▸ **The task**: Please give every entry again, exactly as it reads.

Start of Block

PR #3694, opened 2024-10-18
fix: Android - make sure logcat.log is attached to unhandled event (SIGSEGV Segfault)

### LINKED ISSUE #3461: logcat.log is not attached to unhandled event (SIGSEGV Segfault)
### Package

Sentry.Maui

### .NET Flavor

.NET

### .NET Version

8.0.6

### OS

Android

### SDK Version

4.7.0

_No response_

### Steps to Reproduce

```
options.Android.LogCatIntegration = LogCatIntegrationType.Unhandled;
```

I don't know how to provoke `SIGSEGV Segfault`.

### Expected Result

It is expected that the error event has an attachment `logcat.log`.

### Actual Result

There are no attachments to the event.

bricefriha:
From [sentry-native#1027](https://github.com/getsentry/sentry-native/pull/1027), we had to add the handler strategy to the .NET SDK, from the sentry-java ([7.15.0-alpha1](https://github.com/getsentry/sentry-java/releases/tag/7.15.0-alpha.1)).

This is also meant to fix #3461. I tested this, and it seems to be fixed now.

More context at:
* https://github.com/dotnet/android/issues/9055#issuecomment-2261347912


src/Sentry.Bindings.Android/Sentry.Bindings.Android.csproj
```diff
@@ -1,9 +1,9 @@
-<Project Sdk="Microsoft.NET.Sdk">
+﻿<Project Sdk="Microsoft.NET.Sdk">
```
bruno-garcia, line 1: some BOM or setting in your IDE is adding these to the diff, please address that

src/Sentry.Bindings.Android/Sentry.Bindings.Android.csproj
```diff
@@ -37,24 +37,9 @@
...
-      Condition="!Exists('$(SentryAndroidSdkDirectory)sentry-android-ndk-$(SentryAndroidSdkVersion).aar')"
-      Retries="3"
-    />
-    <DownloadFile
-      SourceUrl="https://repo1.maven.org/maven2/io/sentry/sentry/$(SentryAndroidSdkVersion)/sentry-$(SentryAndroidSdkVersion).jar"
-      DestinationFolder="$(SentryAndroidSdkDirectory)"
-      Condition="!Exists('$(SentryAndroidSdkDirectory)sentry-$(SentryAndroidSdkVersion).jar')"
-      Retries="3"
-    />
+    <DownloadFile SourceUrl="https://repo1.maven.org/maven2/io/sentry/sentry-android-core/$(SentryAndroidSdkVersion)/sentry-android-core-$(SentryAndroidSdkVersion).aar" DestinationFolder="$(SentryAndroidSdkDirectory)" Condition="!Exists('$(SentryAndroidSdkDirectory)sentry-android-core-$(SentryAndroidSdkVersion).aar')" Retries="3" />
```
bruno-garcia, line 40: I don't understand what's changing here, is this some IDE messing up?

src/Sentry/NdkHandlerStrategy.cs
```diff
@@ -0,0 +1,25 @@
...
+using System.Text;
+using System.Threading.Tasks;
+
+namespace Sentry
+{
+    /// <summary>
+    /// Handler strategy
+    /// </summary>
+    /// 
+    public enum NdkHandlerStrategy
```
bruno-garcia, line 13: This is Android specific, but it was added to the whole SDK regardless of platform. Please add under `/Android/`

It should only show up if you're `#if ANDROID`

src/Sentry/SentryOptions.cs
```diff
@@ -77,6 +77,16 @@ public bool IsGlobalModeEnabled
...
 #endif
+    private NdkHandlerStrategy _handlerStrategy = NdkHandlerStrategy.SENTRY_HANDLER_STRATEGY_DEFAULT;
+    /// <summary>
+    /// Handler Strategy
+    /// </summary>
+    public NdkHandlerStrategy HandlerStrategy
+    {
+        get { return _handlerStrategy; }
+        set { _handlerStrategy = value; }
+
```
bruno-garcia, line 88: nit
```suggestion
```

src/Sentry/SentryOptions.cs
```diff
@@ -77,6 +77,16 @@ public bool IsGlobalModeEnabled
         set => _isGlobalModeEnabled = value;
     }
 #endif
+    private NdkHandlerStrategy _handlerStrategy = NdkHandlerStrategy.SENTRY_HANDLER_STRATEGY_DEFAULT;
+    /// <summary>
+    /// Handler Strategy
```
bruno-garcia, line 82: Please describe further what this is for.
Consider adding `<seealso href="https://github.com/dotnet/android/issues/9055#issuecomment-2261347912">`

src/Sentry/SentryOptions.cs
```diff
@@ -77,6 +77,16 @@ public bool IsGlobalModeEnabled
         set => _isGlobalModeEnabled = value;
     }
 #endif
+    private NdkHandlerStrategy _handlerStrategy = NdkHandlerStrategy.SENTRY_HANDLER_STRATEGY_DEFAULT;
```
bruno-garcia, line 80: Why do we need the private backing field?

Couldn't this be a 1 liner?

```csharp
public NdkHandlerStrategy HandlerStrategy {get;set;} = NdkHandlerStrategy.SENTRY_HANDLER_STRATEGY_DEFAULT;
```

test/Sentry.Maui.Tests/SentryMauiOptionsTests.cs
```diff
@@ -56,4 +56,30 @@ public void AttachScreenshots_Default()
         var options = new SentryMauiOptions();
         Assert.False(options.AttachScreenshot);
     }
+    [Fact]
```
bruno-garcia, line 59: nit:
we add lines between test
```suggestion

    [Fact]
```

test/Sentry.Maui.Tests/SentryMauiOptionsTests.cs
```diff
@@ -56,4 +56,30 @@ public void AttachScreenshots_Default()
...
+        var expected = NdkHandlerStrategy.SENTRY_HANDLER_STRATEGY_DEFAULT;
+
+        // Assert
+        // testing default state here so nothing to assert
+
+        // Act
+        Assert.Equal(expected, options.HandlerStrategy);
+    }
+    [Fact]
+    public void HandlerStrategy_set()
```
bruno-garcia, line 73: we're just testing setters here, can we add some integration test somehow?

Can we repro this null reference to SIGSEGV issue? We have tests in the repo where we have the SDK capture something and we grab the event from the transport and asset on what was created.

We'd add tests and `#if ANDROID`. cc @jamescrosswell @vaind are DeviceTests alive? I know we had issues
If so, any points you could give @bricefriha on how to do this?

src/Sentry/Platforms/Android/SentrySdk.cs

End of Block

▸ **Response to the exercise**:
PR #3694, opened 2024-10-18
fix: Android - make sure logcat.log is attached to unhandled event (SIGSEGV Segfault)

### LINKED ISSUE #3461: logcat.log is not attached to unhandled event (SIGSEGV Segfault)
### Package

Sentry.Maui

### .NET Flavor

.NET

### .NET Version

8.0.6

### OS

Android

### SDK Version

4.7.0

_No response_

### Steps to Reproduce

```
options.Android.LogCatIntegration = LogCatIntegrationType.Unhandled;
```

I don't know how to provoke `SIGSEGV Segfault`.

### Expected Result

It is expected that the error event has an attachment `logcat.log`.

### Actual Result

There are no attachments to the event.

bricefriha:
From [sentry-native#1027](https://github.com/getsentry/sentry-native/pull/1027), we had to add the handler strategy to the .NET SDK, from the sentry-java ([7.15.0-alpha1](https://github.com/getsentry/sentry-java/releases/tag/7.15.0-alpha.1)).

This is also meant to fix #3461. I tested this, and it seems to be fixed now.

More context at:
* https://github.com/dotnet/android/issues/9055#issuecomment-2261347912


src/Sentry.Bindings.Android/Sentry.Bindings.Android.csproj
```diff
@@ -1,9 +1,9 @@
-<Project Sdk="Microsoft.NET.Sdk">
+﻿<Project Sdk="Microsoft.NET.Sdk">
```
bruno-garcia, line 1: some BOM or setting in your IDE is adding these to the diff, please address that

src/Sentry.Bindings.Android/Sentry.Bindings.Android.csproj
```diff
@@ -37,24 +37,9 @@
...
-      Condition="!Exists('$(SentryAndroidSdkDirectory)sentry-android-ndk-$(SentryAndroidSdkVersion).aar')"
-      Retries="3"
-    />
-    <DownloadFile
-      SourceUrl="https://repo1.maven.org/maven2/io/sentry/sentry/$(SentryAndroidSdkVersion)/sentry-$(SentryAndroidSdkVersion).jar"
-      DestinationFolder="$(SentryAndroidSdkDirectory)"
-      Condition="!Exists('$(SentryAndroidSdkDirectory)sentry-$(SentryAndroidSdkVersion).jar')"
-      Retries="3"
-    />
+    <DownloadFile SourceUrl="https://repo1.maven.org/maven2/io/sentry/sentry-android-core/$(SentryAndroidSdkVersion)/sentry-android-core-$(SentryAndroidSdkVersion).aar" DestinationFolder="$(SentryAndroidSdkDirectory)" Condition="!Exists('$(SentryAndroidSdkDirectory)sentry-android-core-$(SentryAndroidSdkVersion).aar')" Retries="3" />
```
bruno-garcia, line 40: I don't understand what's changing here, is this some IDE messing up?

src/Sentry/NdkHandlerStrategy.cs
```diff
@@ -0,0 +1,25 @@
...
+using System.Text;
+using System.Threading.Tasks;
+
+namespace Sentry
+{
+    /// <summary>
+    /// Handler strategy
+    /// </summary>
+    /// 
+    public enum NdkHandlerStrategy
```
bruno-garcia, line 13: This is Android specific, but it was added to the whole SDK regardless of platform. Please add under `/Android/`

It should only show up if you're `#if ANDROID`

src/Sentry/SentryOptions.cs
```diff
@@ -77,6 +77,16 @@ public bool IsGlobalModeEnabled
...
 #endif
+    private NdkHandlerStrategy _handlerStrategy = NdkHandlerStrategy.SENTRY_HANDLER_STRATEGY_DEFAULT;
+    /// <summary>
+    /// Handler Strategy
+    /// </summary>
+    public NdkHandlerStrategy HandlerStrategy
+    {
+        get { return _handlerStrategy; }
+        set { _handlerStrategy = value; }
+
```
bruno-garcia, line 88: nit
```suggestion
```

src/Sentry/SentryOptions.cs
```diff
@@ -77,6 +77,16 @@ public bool IsGlobalModeEnabled
         set => _isGlobalModeEnabled = value;
     }
 #endif
+    private NdkHandlerStrategy _handlerStrategy = NdkHandlerStrategy.SENTRY_HANDLER_STRATEGY_DEFAULT;
+    /// <summary>
+    /// Handler Strategy
```
bruno-garcia, line 82: Please describe further what this is for.
Consider adding `<seealso href="https://github.com/dotnet/android/issues/9055#issuecomment-2261347912">`

src/Sentry/SentryOptions.cs
```diff
@@ -77,6 +77,16 @@ public bool IsGlobalModeEnabled
         set => _isGlobalModeEnabled = value;
     }
 #endif
+    private NdkHandlerStrategy _handlerStrategy = NdkHandlerStrategy.SENTRY_HANDLER_STRATEGY_DEFAULT;
```
bruno-garcia, line 80: Why do we need the private backing field?

Couldn't this be a 1 liner?

```csharp
public NdkHandlerStrategy HandlerStrategy {get;set;} = NdkHandlerStrategy.SENTRY_HANDLER_STRATEGY_DEFAULT;
```

test/Sentry.Maui.Tests/SentryMauiOptionsTests.cs
```diff
@@ -56,4 +56,30 @@ public void AttachScreenshots_Default()
         var options = new SentryMauiOptions();
         Assert.False(options.AttachScreenshot);
     }
+    [Fact]
```
bruno-garcia, line 59: nit:
we add lines between test
```suggestion

    [Fact]
```

test/Sentry.Maui.Tests/SentryMauiOptionsTests.cs
```diff
@@ -56,4 +56,30 @@ public void AttachScreenshots_Default()
...
+        var expected = NdkHandlerStrategy.SENTRY_HANDLER_STRATEGY_DEFAULT;
+
+        // Assert
+        // testing default state here so nothing to assert
+
+        // Act
+        Assert.Equal(expected, options.HandlerStrategy);
+    }
+    [Fact]
+    public void HandlerStrategy_set()
```
bruno-garcia, line 73: we're just testing setters here, can we add some integration test somehow?

Can we repro this null reference to SIGSEGV issue? We have tests in the repo where we have the SDK capture something and we grab the event from the transport and asset on what was created.

We'd add tests and `#if ANDROID`. cc @jamescrosswell @vaind are DeviceTests alive? I know we had issues
If so, any points you could give @bricefriha on how to do this?

src/Sentry/Platforms/Android/SentrySdk.cs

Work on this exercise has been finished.